* Task objective
Beginning with the first line below, please restate each line exactly, down to and including the line containing "https://github.com/koush/scrypted".
=== Section Start ===
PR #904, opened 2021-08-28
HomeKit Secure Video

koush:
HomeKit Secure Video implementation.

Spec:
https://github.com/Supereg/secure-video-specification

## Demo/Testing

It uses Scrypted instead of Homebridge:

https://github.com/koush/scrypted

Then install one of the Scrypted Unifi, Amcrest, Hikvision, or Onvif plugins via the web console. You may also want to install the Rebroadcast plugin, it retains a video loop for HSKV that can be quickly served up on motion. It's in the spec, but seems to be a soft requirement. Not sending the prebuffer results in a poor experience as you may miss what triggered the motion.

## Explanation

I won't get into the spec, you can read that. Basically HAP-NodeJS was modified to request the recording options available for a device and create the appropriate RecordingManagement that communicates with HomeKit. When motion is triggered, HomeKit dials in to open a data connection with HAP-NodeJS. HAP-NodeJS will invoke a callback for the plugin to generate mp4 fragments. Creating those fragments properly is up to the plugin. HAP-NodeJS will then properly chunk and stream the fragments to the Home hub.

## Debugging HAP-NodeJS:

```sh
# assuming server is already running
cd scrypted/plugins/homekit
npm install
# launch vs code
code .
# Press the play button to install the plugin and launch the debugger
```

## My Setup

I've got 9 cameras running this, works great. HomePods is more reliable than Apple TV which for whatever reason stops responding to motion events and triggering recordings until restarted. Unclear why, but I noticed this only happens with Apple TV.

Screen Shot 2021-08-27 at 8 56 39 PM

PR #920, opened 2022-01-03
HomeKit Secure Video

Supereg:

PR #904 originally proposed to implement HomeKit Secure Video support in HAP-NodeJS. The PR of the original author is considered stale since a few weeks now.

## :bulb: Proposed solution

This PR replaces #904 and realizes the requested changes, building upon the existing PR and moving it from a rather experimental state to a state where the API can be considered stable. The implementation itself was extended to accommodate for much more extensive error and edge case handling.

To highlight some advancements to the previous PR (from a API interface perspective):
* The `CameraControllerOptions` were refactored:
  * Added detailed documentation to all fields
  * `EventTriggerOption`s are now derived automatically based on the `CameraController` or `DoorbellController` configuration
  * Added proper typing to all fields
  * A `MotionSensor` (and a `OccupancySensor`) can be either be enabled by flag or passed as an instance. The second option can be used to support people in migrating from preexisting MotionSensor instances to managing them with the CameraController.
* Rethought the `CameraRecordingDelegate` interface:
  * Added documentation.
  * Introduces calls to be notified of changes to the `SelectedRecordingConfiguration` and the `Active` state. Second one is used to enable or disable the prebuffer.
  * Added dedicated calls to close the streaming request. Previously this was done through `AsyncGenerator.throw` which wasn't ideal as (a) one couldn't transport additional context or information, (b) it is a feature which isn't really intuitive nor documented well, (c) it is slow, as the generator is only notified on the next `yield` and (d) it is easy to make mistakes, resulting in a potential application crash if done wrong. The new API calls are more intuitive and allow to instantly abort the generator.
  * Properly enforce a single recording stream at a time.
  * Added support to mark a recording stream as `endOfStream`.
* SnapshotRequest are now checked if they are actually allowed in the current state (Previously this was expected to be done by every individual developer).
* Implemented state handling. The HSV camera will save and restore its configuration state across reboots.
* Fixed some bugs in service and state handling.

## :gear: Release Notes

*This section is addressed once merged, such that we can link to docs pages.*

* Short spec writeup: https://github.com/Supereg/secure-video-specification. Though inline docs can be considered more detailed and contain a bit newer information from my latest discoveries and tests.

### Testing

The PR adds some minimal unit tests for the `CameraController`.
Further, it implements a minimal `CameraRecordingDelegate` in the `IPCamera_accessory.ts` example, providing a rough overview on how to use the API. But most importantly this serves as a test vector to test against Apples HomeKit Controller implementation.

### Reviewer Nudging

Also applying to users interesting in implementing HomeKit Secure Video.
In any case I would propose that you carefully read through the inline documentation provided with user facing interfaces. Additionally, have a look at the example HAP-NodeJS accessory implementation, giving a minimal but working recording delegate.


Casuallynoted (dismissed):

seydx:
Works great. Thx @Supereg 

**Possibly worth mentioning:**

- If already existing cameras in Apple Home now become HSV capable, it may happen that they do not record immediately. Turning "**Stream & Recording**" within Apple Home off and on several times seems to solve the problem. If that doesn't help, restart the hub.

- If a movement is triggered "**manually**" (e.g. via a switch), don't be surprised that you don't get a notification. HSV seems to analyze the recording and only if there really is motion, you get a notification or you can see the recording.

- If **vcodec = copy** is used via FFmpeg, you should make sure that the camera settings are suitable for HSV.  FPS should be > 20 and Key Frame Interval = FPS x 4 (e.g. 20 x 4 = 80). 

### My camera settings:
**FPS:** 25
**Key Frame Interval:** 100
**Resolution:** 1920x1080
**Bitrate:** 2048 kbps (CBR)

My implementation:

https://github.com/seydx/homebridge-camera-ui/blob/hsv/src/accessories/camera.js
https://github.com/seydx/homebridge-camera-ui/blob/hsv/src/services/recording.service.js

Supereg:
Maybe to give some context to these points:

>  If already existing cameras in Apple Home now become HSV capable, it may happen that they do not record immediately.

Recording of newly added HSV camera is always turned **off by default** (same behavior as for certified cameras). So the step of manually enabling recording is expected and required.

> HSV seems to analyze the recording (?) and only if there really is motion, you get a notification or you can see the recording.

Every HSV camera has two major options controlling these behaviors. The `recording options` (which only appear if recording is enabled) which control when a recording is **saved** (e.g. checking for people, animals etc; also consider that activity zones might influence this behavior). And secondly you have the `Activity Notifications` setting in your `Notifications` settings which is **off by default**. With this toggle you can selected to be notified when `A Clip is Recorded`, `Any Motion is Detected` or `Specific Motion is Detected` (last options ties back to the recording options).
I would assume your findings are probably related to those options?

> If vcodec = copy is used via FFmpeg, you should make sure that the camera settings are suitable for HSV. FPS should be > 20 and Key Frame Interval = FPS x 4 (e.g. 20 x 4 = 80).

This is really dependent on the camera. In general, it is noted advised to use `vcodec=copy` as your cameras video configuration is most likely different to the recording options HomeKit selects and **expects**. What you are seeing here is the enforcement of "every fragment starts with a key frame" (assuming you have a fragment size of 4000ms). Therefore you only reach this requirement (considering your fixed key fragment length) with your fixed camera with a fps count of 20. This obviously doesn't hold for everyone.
=== Section End ===
* Written answer
PR #904, opened 2021-08-28
HomeKit Secure Video

koush:
HomeKit Secure Video implementation.

Spec:
https://github.com/Supereg/secure-video-specification

## Demo/Testing

It uses Scrypted instead of Homebridge:

https://github.com/koush/scrypted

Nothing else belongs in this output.